Court hostage is also part of state capture

What you need to know:

  • Can we create a better system where people get timely justice; honest, and more accurate decisions?
  • Usually we use and abuse the system, turning our courts into a mockery of justice. We teach our students the art of manipulating the process for the client’s benefit, regardless of whether the client is right or wrong.
  • he latest Rule of Law Index by the World Justice Project (WJP) ranked Africa as the lowest in the world in access to justice despite the gallant efforts of various individuals who often swim against the tide of state interference, corruption, cartels, adversity and inadequate funding.
  • As we fight legislative state capture, we also need to deal with ‘court hostage’ by filling the cracks impunity has created and redesigning the system so that it may function as it should.

A group of 27 experts from Africa and elsewhere had gathered at the Gilly Leventis Meeting Room, at the Bonavero Institute of Human Rights, in the University of Oxford. There were senior judges, lawyers, prosecutors, political scientists, diplomats, politicians, business people, industry leaders, drafters, and a few academicians.

It was an engaging and focused discussion about civil and criminal procedure. Can we improve our messy justice process? How do we go about it? What are the human and technical gaps? After all, the system was not carved in stone five hundred years ago. Can we create a better system where people get timely justice; honest, and more accurate decisions?

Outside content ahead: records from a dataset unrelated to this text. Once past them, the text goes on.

PR #11615, opened 2026-05-23
Refactor : Change `insert_deallocate` into `intent_out_deallocate`

assem2002:


src/libasr/codegen/asr_to_llvm.cpp
```diff
@@ -11433,28 +11433,6 @@ class ASRToLLVMVisitor : public ASR::BaseVisitor<ASRToLLVMVisitor>
                 }
             }
             return;
-        } else if( is_target_struct && is_value_struct ) {
```
assem2002, line 11436: This is dead code (in main) -- I just removed it

certik (approved):
This looks really good, thanks for refactoring this!

src/libasr/pass/intent_out_deallocate.cpp
certik, line 27: Is this comment still accurate to what this pass does?

assem2002: Yes. The pass apparently skips some fortran functions that LFortran creates (helpers or intrinsics).

Is it right ? I don't think so, Why LFortran functions with any INTENT_OUT happen to have problems?

Is it wrong ? No, the user get what he expects. His function are well handled

PR #11616, opened 2026-05-23
Fix two netlib bugs

jinangshah21:
Towards #11090


certik:
While reviewing this, I noticed this bug: https://github.com/lfortran/lfortran/pull/11618.

PR #11619, opened 2026-05-24
fix: handle positional string constant as format specifier in READ

### LINKED ISSUE #11206: bug: `format` misinterpreted as `unit` in `FileRead` when only the `format` is provided
Found while working on #11124 

```fortran
program main
   integer :: a
   a = 5
   read ("(I10)")
end program main
```

#### LFortran ASR

See `FileRead` node's `unit` field.
<details>

```json
{
    "node": "TranslationUnit",
    "fields": {
        "symtab": {
            "node": "SymbolTable1",
            "fields": {
                "main": {
                    "node": "Program",
                    "fields": {
                        "symtab": {
                            "node": "SymbolTable2",
                            "fields": {
                                "a": {
                                    "node": "Variable",
                                    "fields": {
                                        "parent_symtab": 2,
                                        "name": "a",
                                        "dependencies": [],
                                        "intent": "Local",
                                        "symbolic_value": [],
                                        "value": [],
                                        "storage": "Default",
                                        "type": {
                                            "node": "Integer",
                                            "fields": {
                                                "kind": 4
                                            }
                                        },
                                        "type_declaration": [],
                                        "abi": "Source",
                                        "access": "Public",
                                        "presence": "Required",
                                        "value_attr": false,
                                        "target_attr": false,
                                        "contiguous_attr": false,
                                        "bindc_name": [],
                                        "is_volatile": false,
                                        "is_protected": false,
                                        "pass_attr": "NotMethod",
                                        "self_argument": [],
                                        "corank": 0
                                    }
                                }
                            }
                        },
                        "name": "main",
                        "dependencies": [],
                        "body": [
                            {
                                "node": "Assignment",
                                "fields": {
                                    "target": {
                                        "node": "Var",
                                        "fields": {
                                            "v": "a (SymbolTable2)"
                                        }
                                    },
                                    "value": {
                                        "node": "IntegerConstant",
                                        "fields": {
                                            "n": 5,
                                            "type": {
                                                "node": "Integer",
                                                "fields": {
                                                    "kind": 4
                                                }
                                            },
                                            "intboz_type": "Decimal"
                                        }
                                    },
                                    "overloaded": [],
                                    "realloc_lhs": false,
                                    "move_allocation": false
                                }
                            },
                            {
                                "node": "FileRead",
                                "fields": {
                                    "label": 0,
                                    "unit": {
                                        "node": "StringConstant",
                                        "fields": {
                                            "s": "(I10)",
                                            "type": {
                                                "node": "String",
                                                "fields": {
                                                    "kind": 1,
                                                    "len": {
                                                        "node": "IntegerConstant",
                                                        "fields": {
                                                            "n": 5,
                                                            "type": {
                                                                "node": "Integer",
                                                                "fields": {
                                                                    "kind": 4
                                                                }
                                                            },
                                                            "intboz_type": "Decimal"
                                                        }
                                                    },
                                                    "len_kind": "ExpressionLength",
                                                    "physical_type": "DescriptorString"
                                                }
                                            }
                                        }
                                    },
                                    "fmt": [],
                                    "iomsg": [],
                                    "iostat": [],
                                    "advance": [],
                                    "size": [],
                                    "id": [],
                                    "pos": [],
                                    "values": [],
                                    "overloaded": [],
                                    "is_formatted": false,
                                    "nml": [],
                                    "rec": [],
                                    "pad": []
                                }
                            }
                        ]
                    }
                }
            }
        },
        "items": []
    }
}

```
</details>

#### GFortran's `original` GIMPLE IR

```c
__attribute__((fn spec (". ")))
void MAIN__ ()
{
  integer(kind=4) a;

  a = 5;
  {
    struct __st_parameter_dt dt_parm.0;

    dt_parm.0.common.filename = &"test.f90"[1]{lb: 1 sz: 1};
    dt_parm.0.common.line = 4;
    dt_parm.0.format = &"(I10)"[1]{lb: 1 sz: 1};
    dt_parm.0.format_len = 5;
    dt_parm.0.common.flags = 4096;
    dt_parm.0.common.unit = 5;
    _gfortran_st_read (&dt_parm.0);
    _gfortran_st_read_done (&dt_parm.0);
  }
}


__attribute__((externally_visible))
integer(kind=4) main (integer(kind=4) argc, character(kind=1) * * argv)
{
  static integer(kind=4) options.1[7] = {10308, 16383, 0, 1, 1, 0, 31};

  _gfortran_set_args (argc, argv);
  _gfortran_set_options (7, &options.1[0]);
  MAIN__ ();
  return 0;
}
```

The text inside `read` is treated as `format`. `unit` defaults to `5` if nothing is provided. 5 is the value for `stdin`.

ubaidsk:
fixes https://github.com/lfortran/lfortran/issues/11206

Edit: Note that in the following description `read("(I10)"), x` is not valid fortran syntax, hence in the PR changes (including the test case), we have used `read "(I10)", x` which reproduces the issue and this PR fixes it. This PR handles both the cases `read "(I10)", x` and `read("(I10)"), x`.

As per the `main` branch lfortran, here is the issue with `read "(I10)", x`:

```shell
(lf) ubaid@Mohammeds-MacBook-Pro lfortran % cat integration_tests/read_97.f90 
! Test READ fmt [, iolist] abbreviated form where the format specifier
! is given as a positional string constant (not an explicit fmt= keyword).
! E.g. read "(I10)", x  is equivalent to  read(*, "(I10)") x
program read_97
    implicit none
    integer :: x
    ! The string literal "(I10)" here is the format specifier, not a unit.
    ! This exercises the semantic fix that moves it to a_fmt and sets
    ! a_unit = nullptr (stdin).
    read "(I2)", x
    print *, x
end program
(lf) ubaid@Mohammeds-MacBook-Pro lfortran % ./src/bin/lfortran integration_tests/read_97.f90 -o lfout && echo "12345" | ./lfout
12345
```

Here are the AST and the buggy ASR for observation:

<details><summary>AST and ASR</summary>

```shell
(lf) ubaid@Mohammeds-MacBook-Pro lfortran % ./src/bin/lfortran integration_tests/read_97.f90 --show-a
st     
(TranslationUnit
    [(Program
        read_97
        ()
        []
        [(ImplicitNone
            []
            ()
        )]
        [(Declaration
            (AttrType
                TypeInteger
                []
                ()
                ()
                None
            )
            []
            [(x
            []
            []
            ()
            ()
            None
            ())]
            (TriviaNode
                []
                [(EndOfLine)
                (Comment
                    "! The string literal \"(I10)\" here is the format specifier, not a unit."
                )
                (Comment
                    "! This exercises the semantic fix that moves it to a_fmt and sets"
                )
                (Comment
                    "! a_unit = nullptr (stdin)."
                )]
            )
        )]
        [(Read
            0
            (String "(I2)" ())
            []
            []
            [x]
            ()
        )
        (Print
            0
            ()
            [x]
            ()
        )]
        []
    )]
)
(lf) ubaid@Mohammeds-MacBook-Pro lfortran % ./src/bin/lfortran integration_tests/read_97.f90 --show-a
sr
(TranslationUnit
    (SymbolTable
        1
        {
            read_97:
                (Program
                    (SymbolTable
                        2
                        {
                            x:
                                (Variable
                                    2
                                    x
                                    []
                                    Local
                                    ()
                                    ()
                                    Default
                                    (Integer 4)
                                    ()
                                    Source
                                    Public
                                    Required
                                    .false.
                                    .false.
                                    .false.
                                    ()
                                    .false.
                                    .false.
                                    NotMethod
                                    ()
                                    []
                                )
                        })
                    read_97
                    []
                    [(FileRead
                        0
                        ()
                        ()
                        ()
                        ()
                        ()
                        ()
                        ()
                        ()
                        [(Var 2 x)]
                        ()
                        .false.
                        ()
                        ()
                        ()
                    )
                    (Print
                        (StringFormat
                            ()
                            [(Var 2 x)]
                            FormatFortran
                            (Allocatable
                            )
                            ()
                        )
                    )]
                )
        })
    []
)
```

</details>

## Summary

- `read("(I10)"), x` was miscompiled: the string `"(I10)"` was assigned to the unit field instead of the format field, causing incorrect runtime behaviour.
- Fixed `init_record_state` in the runtime to guard against non-seekable streams (e.g. stdin piped from a shell) where `record_start_pos` is `-1`.
- Added `integration_tests/read_95.f90` with a reference ASR test that confirms the fix.

## The Bug

Fortran allows two forms of a formatted READ from stdin:

```fortran
read(*, "(I10)") x   ! explicit: unit=*, fmt="(I10)"
read("(I10)"), x     ! abbreviated: string literal is the format
```

Both are standard Fortran (R910 / R912 in the spec). The second form is shorthand — when the control list contains only a single string-literal expression, that string is the format specifier and the unit defaults to stdin.

## Why the Fix Is in the Semantics Layer, Not the Parser

One might ask: why not add a grammar rule in the parser to handle `read("(I10)"), x` as a distinct case?

**The parser already handles the no-parentheses abbreviated form.** In `parser.yy`, rule `KW_READ TK_STRING "," expr_list` (the `READ5` macro) fires when the tokenizer sees a bare string literal immediately after `READ`. This is unambiguous at the grammar level.

**The parenthesised form, however, is syntactically identical to three completely different things:**

```fortran
read(unit_int),  x   ! unit is an integer variable → reads from a file
read(char_var),  x   ! unit is a character variable → internal read (from a string buffer)
read("(I10)"), x   ! unit slot holds a string literal → abbreviated fmt, stdin implied
```

All three match the same grammar production: `KW_READ "(" write_arg_list ")" "," expr_list`. The parser processes `write_arg_list` uniformly — it has no way to inspect whether the single positional argument is an integer, a character variable, or a string literal, because `write_arg_list` reduces to a list of generic AST expressions.

Disambiguating them requires type information, which is only available after semantic analysis (AST → ASR lowering). In the semantics visitor, we can inspect the lowered ASR node and check `ASR::is_a<ASR::StringConstant_t>(*a_unit)`. A parser-level fix would either require duplicating grammar productions to cover every combination (fragile and contradicts the spec's uniform treatment of the control list), or changing the AST structure — a far larger refactor.

The semantic layer is therefore the correct and minimal place for this fix, consistent with the project's architecture principle that type coercion and context-sensitive reinterpretation belong in AST→ASR.

## Runtime Fix

`init_record_state` pre-scans from `record_start_pos` to find the record length. When stdin is a pipe (non-seekable), `ftell` returns `-1`. Calling `fseek`/`fgetc` on a non-seekable stream silently consumed input that could never be recovered, corrupting subsequent reads. The fix skips the pre-scan when `record_start_pos < 0` and sets `record_length = LONG_MAX` as a sentinel.

## Verification

Reference ASR test confirms `FileRead` has unit=nil (stdin) and fmt=`StringConstant "(I10)"`:

```
(FileRead
    0
    ()                         ← unit = nil (stdin)
    (StringConstant "(I10)"  ← fmt = the string literal
    ...
    .true.                     ← formatted = true
```

```
cd tests && PATH=../src/bin:$PATH python run_tests.py -t read_95 -s
../integration_tests/read_95.f90 * asr ✓
TESTS PASSED
```


ubaidsk:
Rebased on top of the latest main and conflicts resolved.

tests/tests.toml
```diff
@@ -5227,6 +5227,10 @@ asr = true
 filename = "../integration_tests/read_83.f90"
 llvm = true
 
+[[test]]
+filename = "../integration_tests/read_97.f90"
+asr_json = true
```
certik: Why not just `asr = true` like all the other tests?

integration_tests/read_97.f90
```diff
@@ -0,0 +1,13 @@
...
+program read_97
+    implicit none
+    integer :: x
+    x = 42
+    ! The string literal "(I10)" here is the format specifier, not a unit.
+    ! This exercises the semantic fix that moves it to a_fmt and sets
+    ! a_unit = nullptr (stdin).
+    read ("(I10)"), x
+    print *, x
+end program
```
certik, line 12: According to Grok, this test is not valid Fortran: https://grok.com/share/bGVnYWN5_79f7a734-4d9c-4d27-8c46-f5e5c14a2998, and the comment is also incorrect.

certik:
I think this PR shows the danger of only testing LFortran via reference tests, and not with other compilers. According to Grok, this is not valid Fortran, so we should not support it, unless it's an extension, then we should give a warning, etc. Unless of course Grok is incorrect, in which case let's figure out what the right answer is.

integration_tests/read_97.f90
ubaidsk: It works for me locally:

```shell
lfortran % cat integration_tests/read_97.f90
! Test READ fmt [, iolist] abbreviated form where the format specifier
! is given as a positional string constant (not an explicit fmt= keyword).
! E.g. read("(I10)"), x  is equivalent to  read(*, "(I10)") x
program read_97
    implicit none
    integer :: x
    x = 42
    ! The string literal "(I10)" here is the format specifier, not a unit.
    ! This exercises the semantic fix that moves it to a_fmt and sets
    ! a_unit = nullptr (stdin).
    read ("(I10)"), x
    print *, x
end program
lfortran % gfortran integration_tests/read_97.f90 -o gfout && echo "10" | ./gfout
clang: warning: overriding deployment version from '16.0' to '26.0' [-Woverriding-deployment-version]
          10
lfortran % ./src/bin/lfortran integration_tests/read_97.f90 -o lfout && echo "10" | ./lfout
10
ubaid@Mohammeds-MacBook-Pro lfortran % 
```

ubaidsk: The clang warning is I believe some version mismatch at my end. I get that for any other fortran code compilation using gfortran.

Here are the clang and gfortran versions on my system:

```shell
lfortran % clang --version
Apple clang version 17.0.0 (clang-1700.6.3.2)
Target: arm64-apple-darwin25.4.0
Thread model: posix
InstalledDir: /Applications/Xcode.app/Contents/Developer/Toolchains/XcodeDefault.xctoolchain/usr/bin
lfortran % gfortran --version
GNU Fortran (Homebrew GCC 14.2.0_1) 14.2.0
Copyright (C) 2024 Free Software Foundation, Inc.
This is free software; see the source for copying conditions.  There is NO
warranty; not even for MERCHANTABILITY or FITNESS FOR A PARTICULAR PURPOSE.

lfortran % 
```

tests/tests.toml
ubaidsk: Yes, we can do that. I used the JSON format, as that is more explicit in terms of the different ASR node keys and the values that are being assigned to it. In this case, with the help of the reference test, we want to confirm that the format string Iis correctly being interpreted and assigned to the `fmt` field in ASR and not the `unit` field in ASR as it happens for the `main` branch as seen in the `Details` section here in the original issue description [here](https://github.com/lfortran/lfortran/issues/11206#issue-4307879802).

ubaidsk: Updated to use `asr`.

integration_tests/read_97.f90
ubaidsk: I have updated this to be valid fortran code. 

Here is the working of it:

```shell
(lf) ubaid@Mohammeds-MacBook-Pro lfortran % cat integration_tests/read_97.f90 
! Test READ fmt [, iolist] abbreviated form where the format specifier
! is given as a positional string constant (not an explicit fmt= keyword).
! E.g. read "(I10)", x  is equivalent to  read(*, "(I10)") x
program read_97
    implicit none
    integer :: x
    ! The string literal "(I10)" here is the format specifier, not a unit.
    ! This exercises the semantic fix that moves it to a_fmt and sets
    ! a_unit = nullptr (stdin).
    read "(I2)", x
    print *, x
end program
(lf) ubaid@Mohammeds-MacBook-Pro lfortran % gfortran integration_tests/read_97.f90 -o gfout && echo "12345" | ./gfout          
clang: warning: overriding deployment version from '16.0' to '26.0' [-Woverriding-deployment-version]
          12
(lf) ubaid@Mohammeds-MacBook-Pro lfortran % ./src/bin/lfortran integration_tests/read_97.f90 -o lfout && echo "12345" | ./lfout
12
(lf) ubaid@Mohammeds-MacBook-Pro lfortran % 
```

We can not yet add this as an integration test because this test needs a stdin value to work and our integration tests infrastructure doesn't yet support specifying a stdin for tests.

certik: Yes, this is valid Fortran now.

certik (approved):
I think that's fine now.

PR #11622, opened 2026-05-24
fix: Update Function Call for requirement function through its ExternalSymbol by resolving it in the updated scope

### LINKED ISSUE #11574: symbol table not found in scope when instantiating with an operator
When compiling the code I get the following errors:

```

ASR verify pass error: The symbol table was not found in the scope of `symtab`.
  --> ImpureElementalInstantiationError.f90:17:5 - 21:16
   |
17 |        elemental function lt_my_type(lhs, rhs) result(res)
   |        ^^^^^^^^^^^^^^^^^^^^^^^^^^^^^^^^^^^^^^^^^^^^^^^^^^^...
...
   |
21 |        end function
   | ...^^^^^^^^^^^^^^^^ failed here

ASR verify pass error: FunctionCall::m_name `lt_my_type` cannot point outside of its symbol table
  --> ImpureElementalInstantiationError.f90:50:25
   |
50 |             res = all ( lt(lhs,rhs) )
   |                         ^^^^^^^^^^^ failed here
```
code:
```
module lt_m
    implicit none
    private
    public :: my_type, lt_my_type

    type my_type
        real :: d
    end type

    interface operator(<)
       procedure lt_my_type
    end interface

contains

    impure function lt_my_type(lhs, rhs) result(res)
        type(my_type), intent(in) :: lhs, rhs
        logical :: res
        res = lhs%d < rhs%d
    end function

end module

module template_apply_m
    implicit none
    private
    public :: apply_t

    requirement op_r(T, U, V, op_func)
        type, deferred :: T
        type, deferred :: U
        type, deferred :: V
            type(T), intent(in) :: lhs
            type(U), intent(in) :: rhs
            type(V) :: res
        end function
    end requirement

    template apply_t(T, lt)
        require :: op_r(T, T, logical, lt)
        private
        public :: apply_lt
    contains
        pure function apply_lt(lhs, rhs) result(res)
            type(T), intent(inout) :: lhs(:)
            type(T), intent(inout) :: rhs(:)
            type(logical) :: res
            res = all ( lt(lhs,rhs) )
        end function
    end template
end module

program test
        use lt_m
        use template_apply_m

        instantiate apply_t(my_type,operator(<)), only : my_apply => apply_lt


        type(my_type) :: a(5), b(5)
        type(my_type) :: x
        type(my_type) :: y

        x = my_type(5)
        y = my_type(6)
        a = x
        b = y
        print *, "TEST"
        print *, x < y
        ! print *, a < b
        print *, "a=", a
        print *, "b=", b
        print *, my_apply(a,b)

end program
```

AnshMehta1:
Fixes #11574

### DIFF
--- a/src/libasr/pass/instantiate_template.cpp
+++ b/src/libasr/pass/instantiate_template.cpp
@@ -1567,6 +1567,12 @@ public:
         // requirement function
         if (symbol_subs.find(call_name) != symbol_subs.end()) {
             name = symbol_subs[call_name];
+
+            if (ASRUtils::symbol_parent_symtab(name)->get_counter() != new_scope->get_counter()) {
+                std::string sym_name = ASRUtils::symbol_name(name);
+                ASR::symbol_t* scoped_sym = new_scope->resolve_symbol(sym_name);
+                name = scoped_sym;
+            }
         }
 
         // function call found in body that needs to be instantiated
--- a/integration_tests/CMakeLists.txt
+++ b/integration_tests/CMakeLists.txt
@@ -3233,6 +3233,7 @@ RUN(NAME template_03 LABELS llvm llvm_wasm llvm_wasm_emcc wasm)
 # RUN(NAME template_04 LABELS llvm llvm_wasm llvm_wasm_emcc)
 RUN(NAME template_05 LABELS llvm llvm_wasm llvm_wasm_emcc wasm)
 RUN(NAME template_06 LABELS llvm llvm_wasm llvm_wasm_emcc wasm fortran)
+RUN(NAME template_07 LABELS llvm llvm_wasm llvm_wasm_emcc)
 RUN(NAME template_add_01 LABELS llvm llvm_wasm llvm_wasm_emcc wasm)
 RUN(NAME template_add_01b LABELS llvm llvm_wasm llvm_wasm_emcc)             # FIXME: add visit_OverloadedBinOp to wasm
 RUN(NAME template_add_01c LABELS llvm llvm_wasm llvm_wasm_emcc wasm)
--- a/integration_tests/template_07.f90
+++ b/integration_tests/template_07.f90
@@ -1,0 +1,78 @@
+module lt_m_template_07
+    implicit none
+    private
+    public :: my_type, lt_my_type
+
+    type my_type
+        real :: d
+    end type
+
+    interface operator(<)
+       procedure lt_my_type
+    end interface
+
+contains
+
+    pure elemental function lt_my_type(lhs, rhs) result(res)
+        type(my_type), intent(in) :: lhs, rhs
+        logical :: res
+        res = lhs%d < rhs%d
+    end function
+
+end module
+
+module template_apply_m_template_07
+    implicit none
+    private
+    public :: apply_t
+
+    requirement op_r(T, U, V, op_func)
+        type, deferred :: T
+        type, deferred :: U
+        type, deferred :: V
+        pure elemental function op_func(lhs, rhs) result(res)
+            type(T), intent(in) :: lhs
+            type(U), intent(in) :: rhs
+            type(V) :: res
+        end function
+    end requirement
+
+    template apply_t(T, lt)
+        require :: op_r(T, T, logical, lt)
+        private
+        public :: apply_lt
+    contains
+        pure function apply_lt(lhs, rhs) result(res)
+            type(T), intent(inout) :: lhs(:)
+            type(T), intent(inout) :: rhs(:)
+            logical :: res
+            res = all ( lt(lhs,rhs) )
+        end function
+    end template
+end module
+
+program template_07
+        use lt_m_template_07
+        use template_apply_m_template_07
+
+        instantiate apply_t(my_type,operator(<)), only : my_apply => apply_lt
+
+
+        type(my_type) :: a(5), b(5)
+        type(my_type) :: x
+        type(my_type) :: y
+
+        x = my_type(5)
+        y = my_type(6)
+        a = x
+        b = y
+
+        print *, x < y
+        if (.not. (x < y)) error stop 
+
+        print *, "a=", a
+        print *, "b=", b
+
+        print *, my_apply(a,b)
+        if (.not. my_apply(a, b)) error stop
+end program


src/libasr/pass/instantiate_template.cpp
```diff
@@ -1567,6 +1567,19 @@ class BodyInstantiator : public ASR::BaseExprStmtDuplicator<BodyInstantiator>
...
+                ASR::symbol_t* existing_sym = new_scope->resolve_symbol(sym_name);
+
+                if (existing_sym) {
+                    name = existing_sym;
+                } else {
+                    ASRUtils::SymbolDuplicator sd(al);
+                    sd.duplicate_symbol(name, new_scope);
+                    name = new_scope->resolve_symbol(sym_name);
+                }
+            }
```
kmr-srbh, line 1575: Could you please explain how this fixes the issue?

AnshMehta1: Yes. So, just one line above the changes, we have `name = symbol_subs[call_name];`. This basically retrieves the concrete instantiated symbol corresponding to the template/requirement function. However, the retrieved symbol may belong to a different symbol table (for example, the original module scope), while the currently instantiated function body is being generated inside new_scope. Due to this, we had ASR verify pass error of `symbol out of current SymbolTable`. Thus, this fix uses existing symbol from new scope (if present) or duplicates the symbol according to new scope.

kmr-srbh: I checked the ASR for this, I see an incorrect `FunctionCall` node:

```clojure
[(Assignment
    (Var 24 res)
    (IntrinsicArrayFunction
        All
        [(FunctionCall
            14 lt_my_type
            ()
            [((Var 24 lhs))
            ((Var 24 rhs))]
            (Array
                (Logical 4)
                (ArraySize
                    (Var 24 lhs)
                    (Integer 4)
                    ()
                ))]
                PointerArray
            )
            ()
            ()
        )]
        0
        (Logical 4)
        ()
    )
    ()
    .false.
    .false.
)]
```

Here, the function call is made to symbol `14 lt_my_type`, which is out of scope (14 is module `lt_m`). We have an external symbol `23 lt_my_type` for it, so we can use it here.

certik: We should strengthen our ASR verify to catch this.

AnshMehta1: > I checked the ASR for this, I see an incorrect `FunctionCall` node:
> 
> ```clojure
> [(Assignment
>     (Var 24 res)
>     (IntrinsicArrayFunction
>         All
>         [(FunctionCall
>             14 lt_my_type
>             ()
>             [((Var 24 lhs))
>             ((Var 24 rhs))]
>             (Array
>                 (Logical 4)
>                 [((IntegerConstant 1 (Integer 4) Decimal)
>                 (ArraySize
>                     (Var 24 lhs)
>                     (IntegerConstant 1 (Integer 4) Decimal)
>                     (Integer 4)
>                     ()
>                 ))]
>                 PointerArray
>             )
>             ()
>             ()
>         )]
>         0
>         (Logical 4)
>         ()
>     )
>     ()
>     .false.
>     .false.
> )]
> ```
> 
> Here, the function call is made to symbol `14 lt_my_type`, which is out of scope (14 is module `lt_m`). We have an external symbol `23 lt_my_type` for it, so we can use it here.

For me the ASR is correct 

```clojure
[(Assignment
    (Var 12 res)
    (IntrinsicArrayFunction
        All
        [(FunctionCall
            11 lt_my_type
            ()
            [((Var 12 lhs))
            ((Var 12 rhs))]
            (Array
                (Logical 4)
                (ArraySize
                    (Var 12 lhs)
                    (Integer 4)
                    ()
                ))]
                PointerArray
            )
            ()
            ()
        )]
        0
        (Logical 4)
        ()
    )
    ()
    .false.
    .false.
)]
```

I think the FunctionCall is correct as in ASR, I am having `11 lt_my_type` where 11 is the correct SymbolTable. Your ASR is the faulty one which I was getting prior to this fix which was correctly detected by the ASR.

AnshMehta1: This `11 lt_my_type` is 

```clojure
lt_my_type:
(ExternalSymbol
    11
    lt_my_type
    2 lt_my_type
    lt_m_template_07
    []
    lt_my_type
    Public
),
```

I think, this is correct and in accordance with your previous reveiw.

kmr-srbh: Yes, the ASR with the fix will be correct since `existing_sym` is not `nullptr`, but I think we do not need to use the Symbol Duplicator here. I think we need to fix the symbol resolution logic for the symbol which is already present in either current, or an enclosing scope.

AnshMehta1: Yep, I actually added the symbol duplication logic mainly as a precautionary fallback, but for this specific issue it does not seem necessary since the correct `ExternalSymbol` is already present in the enclosing scope.

Currently, I’ll remove the symbol duplication part and instead focus on fixing the symbol resolution logic so that it correctly resolves and reuses the existing symbol from the enclosing scope.

AnshMehta1: Updated the PR with the required changes. I think, this if fine for this particular issue. Any subsequent updations could be made in another pr as per the requirement. Let me know if it is fine for now @kmr-srbh or any other changes that could be made.

kmr-srbh: I noticed the `duplicate_FunctionCall()` method of the `SymbolInstantiator` class looks identical. I think it is a more complete version and we can write this function like that.

certik:
@kmr-srbh is this ready to be merged, or requires changes (and what exact changes)?

src/libasr/pass/instantiate_template.cpp
AnshMehta1: The Function you are talking is also not able to handle out of scope ExternalSymbol. Thus, I think the current fix is okay for now.

kmr-srbh (approved):
I think the current change is fine.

This week’s piece is a bracket to the thread of scandals we have been following in the previous weeks. This week, we decided to help everyone understand that state capture is a two-pronged monster. On the one hand, it affects legislation; usually cartels capture the legislature and pass laws that aim at securing their haven of rotten and unfair advantage to the detriment of the common good. On the other, they ensure court hostage. This means that they sabotage justice and thrive when the court system remains inefficient, manipulable, and largely dysfunctional.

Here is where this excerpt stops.